Fonctions du juge-avocat en vertu des règles
5 (1) Sous réserve du paragraphe (2), lorsque le juge-avocat a le pouvoir ou l’obligation en vertu des présentes règles de déterminer une question, ce pouvoir ne peut être exercé et cette obligation ne saurait être remplie qu’en conformité de l’article 112.06 des ORFC.
(2) Si le juge-avocat n’a pas reçu instructions du président d’entendre et de déterminer une question, ou s’il n’y a pas de juge-avocat, la cour doit entendre et déterminer la question.
Effet du défaut de se conformer aux règles
6 Une conclusion adoptée ou une condamnation prononcée par une cour martiale n’est pas invalide pour l’unique motif qu’elle dévie des présentes règles ou manque de s’y conformer, sauf s’il appert que cette déviation ou ce manquement a causé une importante erreur judiciaire.
PARTIE IPreuve en général
SECTION IAdmission de la preuve en général
Admission de la preuve
7 Sous réserve de l’article 4 et sauf prescriptions des parties III et IV, la cour ne doit pas recevoir de preuve non pertinente mais doit admettre et prendre en considération toute preuve pertinente.
Nécessité de la preuve
8 Sauf pour les faits dont elle a pris judiciairement connaissance en vertu de la section III, la cour ne doit pas prendre un fait en considération, à moins que la preuve de ce fait n’ait été présentée de l’une des manières suivantes :
a) par la déposition orale d’un témoin devant la cour conformément aux parties III et IV;
b) par la production et la lecture ou l’inspection de documents devant la cour, conformément aux parties III et IV;
c) par l’inspection ou l’examen par la cour de la preuve réelle conformément à la partie IV;
d) par l’admission de la part du procureur à charge, au cours du procès, de l’existence d’un fait, aux fins de passer outre à la preuve de ce dernier, dont l’effet est de restreindre l’étendue des faits à prouver par la défense; et
e) par un aveu judiciaire conformément à l’article 37.

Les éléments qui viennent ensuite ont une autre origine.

PR #2711, opened 2021-12-29
Fix stat preview with "two handed" non-weapon equipment

rueter37:
This PR should make the stat preview work correctly now even with non-weapon equipment which has the "two handed" flag set.


Ghabry (approved):

Ghabry:
Jenkins: Test this please

fdelapena (approved):

PR #2714, opened 2022-01-05
Yume2kki: Fix Panorama handling

### LINKED ISSUE #2195: Yume2kki: Maiden Outlook background not showing properly
#### Name of the game:
Yume2kki

#### Player platform:
Linux

[easyrpg_log.txt](https://github.com/EasyRPG/Player/files/4572958/easyrpg_log.txt)

The Maiden Outlook area in 2kki looks weird in EasyRPG:

And here's how it's supposed to look:

To reproduce:
Start/Load a game and head to the Maiden Outlook. (Sleep > Nexus > Library (Entrance looks like a roof) > read the book on the second bookcase to the left of the Library's entrance.
(Sorry if this ends up being a duplicate.)

Ghabry:
Panorama positioning depends on width and height of the panorama. 

In some cases (not scrolling or looping) the position is reset after loading the panorama.
Here was the bug: Multiple ChangePanorama commands overwrote the reset indicator.

Added a async yield op to the event and made the panorama image important to ensure that the image is loaded.

Refactored Spriteset_Map to prevent deletion as the panorama change is otherwise a dangling reference.

Fix #2195

### DIFF
--- a/src/async_op.h
+++ b/src/async_op.h
@@ -40,7 +40,8 @@ class AsyncOp {
 			eExitGame,
 			eTerminateBattle,
 			eSave,
-			eLoad
+			eLoad,
+			eYield
 		};
 
 		AsyncOp() = default;
@@ -71,6 +72,9 @@ class AsyncOp {
 
 		/** @return a Load async operation */
 		static AsyncOp MakeLoad(int save_slot);
+
+		/** @return a Yield for one frame to e.g. fetch an important asset */
+		static AsyncOp MakeYield();
 
 		/** @return the type of async operation */
 		Type GetType() const;
@@ -214,5 +218,8 @@ inline AsyncOp AsyncOp::MakeLoad(int save_slot) {
 	return AsyncOp(eLoad, save_slot);
 }
 
-#endif
+inline AsyncOp AsyncOp::MakeYield() {
+	return AsyncOp(eYield);
+}
 
+#endif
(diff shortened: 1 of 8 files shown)


Ghabry:
Appears to be incomplete.

Asked some to test this and it is still broken on at least 3 otther maps.

Waiting for the list

fdelapena (approved):

Ghabry:
This needs careful testing now in other games.

I added some new test cases to the panorama bug report.

They are all fixed.

Ghabry:
Found another Yume2kki map where the offset is wrong m(

Ghabry:
Looks like the algorithm changed between 2k and 2k3.

I used 2k3 DynRPG in Yume2kki for the testing. When I use the bundled RPG2k RPG_RT the result is different -_-

Ghabry:
As stated in the chat the behaviour is slightly different for 2k vs 2k3. I checked different engine versions and this is indeed a 2k vs. 2k3 difference, was not fixed in a later version or something.

Combined this commit with a refactor because this ``const int w = parallax_width * TILE_SIZE * 2;`` happens alot in the code and my ``did_teleport`` I _just_ added did not work here because 2k does this logic _after_ instead of _before_ so this would have been too messy.

Also found a bug in my code: This repositioning logic is not depending on the loop state of the map.

Ghabry:
For reference the old panorama test case: https://github.com/EasyRPG/Player/files/2705008/panoramatest.zip

Ghabry:
Well I would say: One more week of Yume2kki online testing. Then this should be safe to merge.

Ghabry:
The only reports I received were about misaligned panoramas on first time entering (Async issue) and these are fixed by the last commit (And I retested most of the reports, they are fixed).

So this is as good as it can get for a merge :+1:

SECTION IIFardeau de la persuasion et présomptions réfutables de droit
Fardeau de la persuasion — règle générale
9 Nonobstant le fait que l’obligation de persuader incombe au procureur à charge ou à l’accusé, la cour ne doit pas reconnaître l’accusé coupable, à moins qu’elle ne soit persuadée, au-delà de tout doute raisonnable, de la véracité de chaque élément essentiel de l’accusation.
Le procureur à charge a l’obligation de persuader
10 Sous réserve de l’article 11, il incombe au procureur à charge de persuader la cour, hors de tout doute raisonnable, de la véracité de chaque élément essentiel de l’accusation.
L’accusé a l’obligation de persuader
11 (1) Lorsque l’accusé recherche l’acquittement en raison d’aliénation mentale, le fardeau de la persuasion lui incombe quant à l’existence du genre et du degré d’aliénation mentale nécessaires pour un acquittement.
(2) Lorsque, en vertu du Code criminel ou de toute autre loi du Parlement du Canada, l’accusé aurait, dans un procès pour une infraction criminelle devant un tribunal civil, le fardeau de la persuasion à l’égard d’un fait essentiel autre que l’aliénation mentale ou en sus de cette dernière, ce même fardeau incombe à l’accusé dans un procès devant une cour martiale comportant la même infraction et le même fait essentiel.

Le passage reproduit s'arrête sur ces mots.